Reaching a correct diagnosis of PP requires a good knowledge of normal locoregional anatomy and a rigorous technical approach to chest imaging examination. The patient’s job history should always be kept in mind (Mazzei et al. 2017). Most frequently, PPs are diagnosed using radiographic methods including chest X-ray or CT. CT scans increase sensitivity and specificity compared to standard X-rays (Maxim et al. 2015), consistent with the higher detection rate of PPs in the subgroup of minor radiological changes by (PET)/CT compared to X-rays in the present study.

Typically, asbestos-induced diseases show a long latency period between the first exposure and the disease diagnosis, often occurring years after the exposure has ceased (Öner et al. 2020). Asbestos-related diseases peaked after a mean latency period of 38 years in Germany (Baur 2018), as in the present sample (Table 1). The latency period for PP is typically reported as 15–40 years (Maxim et al. 2015). In the current study, based on Kaplan-Meier curves, the onset of isolated minor radiological changes appeared to be delayed by several years compared to the onset of asbestos-related diseases.

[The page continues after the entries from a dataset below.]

Issue #6075, opened 2025-07-06
Implement schema with vector columns for DDL


tom-jerr:
# Schema Modification
To simply support original column and vector column, we need to modify the schema as follows:

1. Original columns (for other types except VECTOR type)
2. Vector columns (just for VECTOR type)
3. Schema Properties Options (TTL, TTL_COL, etc.)

PR #6076, opened 2025-07-06
Implement CREATE TAG statement for vector type

tom-jerr:
## What type of PR is this?
- [ ] bug
- [x] feature
- [ ] enhancement

#### Issue(s) number: 

Create tag with vector type properties
 #6040
Implement schema with vector columns for DDL #6075
Implement CREATE TAG statement for vector type #6078

#### Description:
1. Schema Provider Modification 

To simply support original column and vector column, we need to modify the schema provider as follows:

- Original columns (for other types except VECTOR type)
- Vector columns (just for VECTOR type)
- Schema Properties Options (TTL, TTL_COL, etc.)

2. RowWriter and RowReader

Then, we also need to modify RowWriter and RowReader to support vector column. The RowWriter will write the vector data into the RocksDB "vector" column family, and the RowReader will read the vector data from the RocksDB "vector" column family.

### Schema Provider Modification

To simply support original column and vector column, we need to modify the schema as follows:

1.  Original columns (for other types except VECTOR type)
2.  Vector columns (just for VECTOR type)
3.  Schema Properties Options (TTL, TTL_COL, etc.)

image

#### Vector type syntax
We've designed a dedicated syntax for vector types, representing a 3-dimensional vector as (0.1, 0.2, 0.3). Specifically, we've imposed a grammatical restriction that a vector type must have at least two dimensions. 

Internally, vector types are recognized as ConstantExpression for subsequent validation, planning, and execution.

#### Vector Property

- Use `type_lenght` to indicate the dimension of the vector type.

```cpp
struct ColumnTypeDef {
    1: required common.PropertyType    type,
    // type_length is valid for fixed_string type and vector type for dimension
    2: optional i16                    type_length = 0,
    // geo_shape is valid for geography type
    3: optional GeoShape               geo_shape,
}
```

We will validate that the default value matches the dimension of the vector property when we prepare to store the schema in the metadata (or metastore). 

### Modify the processor of graphd and metad
- Check vector property of schema utils
- Implement the description of schema consist of vector columns

### Modify the python test
- Add comparator for vector property
- Use new common generated python code
- Modify new parse of tck for vector property

## Checklist:
Tests:
- [ ] Function test
- [ ] Performance test
- [ ] N/A

TCK Tests:
Add new schema for vector property.

ddl_tck

Affects:

## Release notes:

> ex. Fixed the bug .....

### DIFF
--- a/src/common/datatypes/Vector.h
+++ b/src/common/datatypes/Vector.h
@@ -23,7 +23,8 @@ struct Vector {
   Vector() = default;
   Vector(const Vector& rhs) = default;
   Vector(Vector&& rhs) noexcept = default;
-  explicit Vector(std::vector<float> vals) : values(std::move(vals)) {}
+  explicit Vector(const std::vector<float>& vals) : values(vals) {}
+  explicit Vector(std::vector<float>&& vals) : values(std::move(vals)) {}
 
   Vector& operator=(const Vector& rhs) {
     if (this == &rhs) {
--- a/src/common/datatypes/VectorOps-inl.h
+++ b/src/common/datatypes/VectorOps-inl.h
@@ -45,8 +45,14 @@ uint32_t Cpp2Ops<nebula::Vector>::write(Protocol* proto, nebula::Vector const* o
   xfer += proto->writeStructBegin("Vector");
 
   xfer += proto->writeFieldBegin("values", apache::thrift::protocol::T_LIST, 1);
+  // Convert float vector to double vector for serialization
+  std::vector<double> doubleValues;
+  doubleValues.reserve(obj->values.size());
+  for (const auto& val : obj->values) {
+    doubleValues.emplace_back(static_cast<double>(val));
+  }
   xfer += detail::pm::protocol_methods<type_class::list<type_class::floating_point>,
-                                       std::vector<float>>::write(*proto, obj->values);
+                                       std::vector<double>>::write(*proto, doubleValues);
   xfer += proto->writeFieldEnd();
 
   xfer += proto->writeFieldStop();
@@ -67,9 +73,15 @@ void Cpp2Ops<nebula::Vector>::read(Protocol* proto, nebula::Vector* obj) {
   }
 
 _readField_values : {
-  obj->values = std::vector<float>();
+  // Read as double vector and convert to float vector
+  std::vector<double> doubleValues;
   detail::pm::protocol_methods<type_class::list<type_class::floating_point>,
-                               std::vector<float>>::read(*proto, obj->values);
+                               std::vector<double>>::read(*proto, doubleValues);
+  obj->values.clear();
+  obj->values.reserve(doubleValues.size());
+  for (const auto& val : doubleValues) {
+    obj->values.emplace_back(static_cast<float>(val));
+  }
 }
 
   if (UNLIKELY(!readState.advanceToNextField(proto, 1, 0, protocol::T_STOP))) {
@@ -110,9 +122,15 @@ uint32_t Cpp2Ops<nebula::Vector>::serializedSize(Protocol const* proto, nebula::
   xfer += proto->serializedStructSize("Vector");
 
   xfer += proto->serializedFieldSize("values", apache::thrift::protocol::T_LIST, 2);
-  xfer +=
-      detail::pm::protocol_methods<type_class::list<type_class::floating_point>,
-                                   std::vector<float>>::serializedSize<false>(*proto, obj->values);
+  // Convert float vector to double vector for size calculation
+  std::vector<double> doubleValues;
+  doubleValues.reserve(obj->values.size());
+  for (const auto& val : obj->values) {
+    doubleValues.emplace_back(static_cast<double>(val));
+  }
+  xfer += detail::pm::protocol_methods<type_class::list<type_class::floating_point>,
+                                       std::vector<double>>::serializedSize<false>(*proto,
+                                                                                   doubleValues);
   xfer += proto->serializedSizeStop();
   return xfer;
 }
@@ -124,9 +142,15 @@ uint32_t Cpp2Ops<nebula::Vector>::serializedSizeZC(Protocol const* proto,
   xfer += proto->serializedStructSize("Vector");
 
   xfer += proto->serializedFieldSize("values", apache::thrift::protocol::T_LIST, 2);
-  xfer +=
-      detail::pm::protocol_methods<type_class::list<type_class::floating_point>,
-                                   std::vector<float>>::serializedSize<false>(*proto, obj->values);
+  // Convert float vector to double vector for size calculation
+  std::vector<double> doubleValues;
+  doubleValues.reserve(obj->values.size());
+  for (const auto& val : obj->values) {
+    doubleValues.emplace_back(static_cast<double>(val));
+  }
+  xfer += detail::pm::protocol_methods<type_class::list<type_class::floating_point>,
+                                       std::vector<double>>::serializedSize<false>(*proto,
+                                                                                   doubleValues);
   xfer += proto->serializedSizeStop();
   return xfer;
 }
--- a/src/common/meta/NebulaSchemaProvider.h
+++ b/src/common/meta/NebulaSchemaProvider.h
@@ -141,9 +141,10 @@ class NebulaSchemaProvider {
   };
 
  public:
-  explicit NebulaSchemaProvider(SchemaVer ver) : ver_(ver), numNullableFields_(0) {}
+  explicit NebulaSchemaProvider(SchemaVer ver)
+      : ver_(ver), numNullableFields_(0), numVectorNullableFields_(0) {}
 
-  NebulaSchemaProvider() : ver_(0), numNullableFields_(0) {}
+  NebulaSchemaProvider() : ver_(0), numNullableFields_(0), numVectorNullableFields_(0) {}
 
   SchemaVer getVersion() const noexcept;
   // Returns the size of fields_
@@ -177,6 +178,26 @@ class NebulaSchemaProvider {
     return Iterator(this, getNumFields());
   }
 
+  size_t getVectorNumFields() const noexcept;
+  size_t getVectorNumNullableFields() const noexcept;
+  size_t vectorSize() const noexcept;
+
+  int64_t getVectorFieldIndex(const std::string& name) const;
+  const char* getVectorFieldName(int64_t index) const;
+
+  nebula::cpp2::PropertyType getVectorFieldType(int64_t index) const;
+  nebula::cpp2::PropertyType getVectorFieldType(const std::string& name) const;
+
+  const SchemaField* vectorField(int64_t index) const;
+  const SchemaField* vectorField(const std::string& name) const;
+
+  void addVectorField(const std::string& name,
+                      nebula::cpp2::PropertyType type,
+                      size_t fixedStrLen,
+                      bool nullable,
+                      std::string defaultValue,
+                      cpp2::GeoShape geoShape);
+
   void setProp(cpp2::SchemaProp schemaProp);
 
   const cpp2::SchemaProp getProp() const;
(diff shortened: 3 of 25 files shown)


czpmango:
Better to split this PR into two parts: DDL and DML, which are orthogonal functions and can be tested independently.

src/kvstore/test/RocksEngineMultiCFTest.cpp
```diff
@@ -0,0 +1,566 @@
+/* Copyright (c) 2018 vesoft inc. All rights reserved.
```
czpmango: 2018 -> 2025

tom-jerr:
# Vector Float Precision Discrepancy

I have an issue where Python natively only supports 64-bit floats. However, our Vector type is actually a collection of 32-bit floating-point numbers. So the serialization and deserialization method are set for 32-bit floating-point.

However some languages do not have native 32-bit float, so we can not serialized vector data as a list of 32-bit float-point.

So, my question is: Do we need to modify our Vector type to be a collection of 64-bit floating-point numbers, or how should we handle the serialization and deserialization process instead?

tests/tck/features/vector/Schema.feature
```diff
@@ -0,0 +1,38 @@
...
+  Scenario: describe vector tag
+    Given an empty graph
+    And create a space with following options:
+      | partition_num  | 1                |
+      | replica_factor | 1                |
+      | vid_type       | FIXED_STRING(20) |
+    # empty prop
+    When executing query:
+      """
+      CREATE TAG vectag1(id int, vec vector(3))
```
czpmango: add more test cases:
- default value
- nullable 
- primary key check
- comment
- ...

tests/tck/features/vector/Schema.feature
```diff
@@ -0,0 +1,38 @@
...
+      """
+    # desc tag
+    When executing query:
+      """
+      DESCRIBE TAG vectag1
+      """
+    Then the result should be, in any order:
+      | Field | Type     | Null  | Default | Comment |
+      | "id"  | "int64"  | "YES" | EMPTY   | EMPTY   |
+      | "vec" | "vector" | "YES" | EMPTY   | EMPTY   |
```
czpmango: add dimension

tests/tck/features/vector/Schema.feature
```diff
@@ -0,0 +1,38 @@
...
+      """
+    Then the execution should be successful
+    # if not exists
+    When executing query:
+      """
+      CREATE TAG IF NOT EXISTS vectag1(id int, vec vector(3))
+      """
+    Then the execution should be successful
+    # check result
+    When executing query:
```
czpmango, line 25: add more ddl:
- alter tag
- create edge
- ...

src/parser/parser.yy
```diff
@@ -1321,6 +1340,11 @@ type_spec
     | KW_SET LT KW_FLOAT GT {
         $$ = new meta::cpp2::ColumnTypeDef();
         $$->type_ref() = nebula::cpp2::PropertyType::SET_FLOAT;
+    } 
+    | KW_VECTOR L_PAREN INTEGER R_PAREN {
```
czpmango, line 1344: float

src/parser/parser.yy
```diff
@@ -749,6 +752,22 @@ constant_expression
...
         $$ = ConstantExpression::make(qctx->objPool(), $1);
     }
+    | L_PAREN vector_element_list R_PAREN {
+        $$ = ConstantExpression::make(qctx->objPool(), nebula::Vector(*$2));
+        delete $2;
+    }
+    ;
+
+vector_element_list
+    : DOUBLE COMMA DOUBLE {
```
czpmango: : DOUBLE COMMA DOUBLE -> : DOUBLE

tom-jerr: If changed to: DOUBLE, it would be impossible to distinguish between vectors (0.2)and bracketed operation expressions (0.2). For this reason, I changed the syntax like this, maybe we can also change the syntax for vectors to {double, double, double}

tests/tck/features/vector/Schema.feature
tom-jerr: How can we test primary key check?

src/parser/parser.yy
czpmango: try this:
```
double_literal
    : DOUBLE {
        $$ = $1;
    }

double_literal_list
    : double_literal {
        $$ = new std::vector<double>();
        $$->push_back($1);
    }
    | double_literal_list COMMA double_literal {
        $1->push_back($3);
        $$ = $1;
    }
    ;

vector_literal
    : KW_VECTOR L_BRACKET double_literal_list R_BRACKET {
        $$ = $3;
    }
    | KW_VECTOR L_PAREN double_literal_list R_PAREN {
        $$ = $3;
    }
```

tests/tck/features/vector/Schema.feature
czpmango: > How can we test primary key check?

vector type property cannot be a primary key, u can check this in `CreateTagValidator`

src/parser/parser.yy
tom-jerr: OK，I will try.

tests/tck/features/vector/Schema.feature
tom-jerr: According to the document and the code, the constraint of the index primary key should be handled in CreateTagIndex, there is no relevant description in CreateTag.

czpmango: ACK

src/common/datatypes/Vector.h
```diff
@@ -24,6 +24,12 @@ struct Vector {
   Vector(const Vector& rhs) = default;
   Vector(Vector&& rhs) noexcept = default;
   explicit Vector(std::vector<float> vals) : values(std::move(vals)) {}
+  explicit Vector(std::vector<double> vals) {
```
czpmango: const & and &&

src/common/datatypes/VectorOps-inl.h
```diff
@@ -67,9 +73,15 @@ void Cpp2Ops<nebula::Vector>::read(Protocol* proto, nebula::Vector* obj) {
   }
 
 _readField_values : {
-  obj->values = std::vector<float>();
+  // Read as double vector and convert to float vector
+  std::vector<double> doubleValues;
```
czpmango, line 77: Why cant use float?

src/common/meta/NebulaSchemaProvider.h
```diff
@@ -140,10 +140,60 @@ class NebulaSchemaProvider {
...
+   public:
+    const SchemaField& operator*() const {
+      return *field_;
+    }
+
+    const SchemaField* operator->() const {
+      return field_;
+    }
+
+    VectorIterator& operator++() {
```
czpmango: What the VectorIterator for?

src/interface/meta.thrift
```diff
@@ -90,9 +90,10 @@ struct SchemaProp {
     3: optional binary   comment,
 }
 
-struct Schema {
+struct Schema {  
     1: list<ColumnDef> columns,
     2: SchemaProp schema_prop,
+    3: optional list<ColumnDef> vector_columns,
```
czpmango: why we need extra field here?

src/kvstore/test/RocksEngineMultiCFTest.cpp
```diff
@@ -1,4 +1,4 @@
-/* Copyright (c) 2018 vesoft inc. All rights reserved.
+/* Copyright (c) 2025 vesoft inc. All rights reserved.
```
czpmango, line 1: revert this

src/interface/meta.thrift
tom-jerr: I think separating vector columns and other columns makes the logic clearer, simplifies modifications to RowReader and RowWriter, and makes DML processing easier.

src/kvstore/test/RocksEngineMultiCFTest.cpp
tom-jerr: OK

src/common/meta/NebulaSchemaProvider.h
tom-jerr: This is not in use for now, I will delete it first.

src/common/datatypes/VectorOps-inl.h
tom-jerr: In the original code generated by Thrift, serialization and deserialization for floating-point numbers all uses 64-bit floating-point numbers, and the Python client does not support 32-bit floating-point numbers, so here I have used 64-bit floating-point numbers for serialization and deserialization.

src/common/datatypes/Vector.h
tom-jerr: I will modify.

src/common/datatypes/VectorOps-inl.h
czpmango: ok

src/interface/meta.thrift
czpmango: Better to unify to columns, u can handle in metad side codes

src/common/meta/NebulaSchemaProvider.h
czpmango: ok

src/common/datatypes/Vector.h
```diff
@@ -23,7 +23,20 @@ struct Vector {
   Vector() = default;
   Vector(const Vector& rhs) = default;
   Vector(Vector&& rhs) noexcept = default;
-  explicit Vector(std::vector<float> vals) : values(std::move(vals)) {}
+  explicit Vector(const std::vector<float>& vals) : values(std::move(vals)) {}
```
czpmango: line 26 `values(std::move(vals))` takes no effect, modify it to `values(vals)`

src/interface/meta.thrift
tom-jerr: 1: list<ColumnDef> columns,
    2: SchemaProp schema_prop,
Do I need to keep this structure unchanged?

src/common/datatypes/Vector.h
tom-jerr: OK

src/common/datatypes/Vector.h
```diff
@@ -23,7 +23,20 @@ struct Vector {
...
+  explicit Vector(std::vector<float>&& vals) : values(std::move(vals)) {}
+  explicit Vector(const std::vector<double>& vals) {
```
czpmango: why we need a double ctor, let caller do this cast

src/meta/processors/schema/AlterEdgeProcessor.cpp
```diff
@@ -56,10 +56,19 @@ void AlterEdgeProcessor::process(const cpp2::AlterEdgeReq& req) {
   auto schema = MetaKeyUtils::parseSchema(schemasRaw[latestVersion]);
   auto columns = schema.get_columns();
   auto prop = schema.get_schema_prop();
-
+  bool hasVectorColumns = schema.get_vector_columns() != nullptr;
```
czpmango: can we avoid these special case codes？

src/common/datatypes/Vector.h
tom-jerr: This is for the parser to use, the parser receives double type data and then converts it to std::vector<double>. I will modify it to let parser cast double to float.

src/interface/meta.thrift
czpmango: Try not to modify thrift if not necessary, as it may cause some compatibility issues

tom-jerr: I understand, I will try by other way.

src/meta/processors/schema/AlterEdgeProcessor.cpp
tom-jerr: I will try.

All asbestos types are carcinogenic, with crocidolite exhibiting a higher malignancy potential than chrysotile (IARC 2012). Asbestos fibres, particularly amphiboles, induce chronic inflammation via inflammasome activation, triggering the release of proinflammatory cytokines. Reactive oxygen species contribute to this process, increasing the risk of inflammation-mediated diseases like mesothelioma, pleural diseases, fibrosis, and lung cancer (Cox 2018). Epidemiological data show higher mesothelioma incidence in crocidolite-exposed cohorts (Beckett et al. 2023). In this study, endpoint analysis—covering malignant, non-malignant, and minor radiological findings—showed no significant association between asbestos type (chrysotile and crocidolite in Plant A vs. chrysotile-only in Plant B) and endpoint occurrence (Tables 1 and 2). This was likely to reflect the composite endpoint approach, which emphasized shared pleuropulmonary abnormalities rather than separating malignancies given the common pathophysiological background.

This study has several limitations. Precise asbestos dust concentration data were unavailable for some participants, as workplace dust levels were assessed intermittently during occupational hygiene investigations and did not comprehensively cover all individuals and periods. Cohort heterogeneity is another limitation, as some participants were included through routine post-exposure monitoring while others entered due to suspected occupational diseases. Consequently, selection bias may have occurred, as the study also included referral-based patients, meaning the sample may not be fully representative of the overall workforce in both plants. Additionally, uncertainty arises from potential right-censoring, since reasons for terminating follow-up were not systematically documented. Despite these limitations, the study’s strength lies in its longitudinal design, with participants undergoing regular evaluations usually over several decades, providing robust data on the long-term impacts of occupational asbestos exposure. Additionally, the study population included workers exposed to different types of asbestos. These aspects enhance the study’s contribution to understanding the full spectrum of asbestos-related pleuropulmonary changes.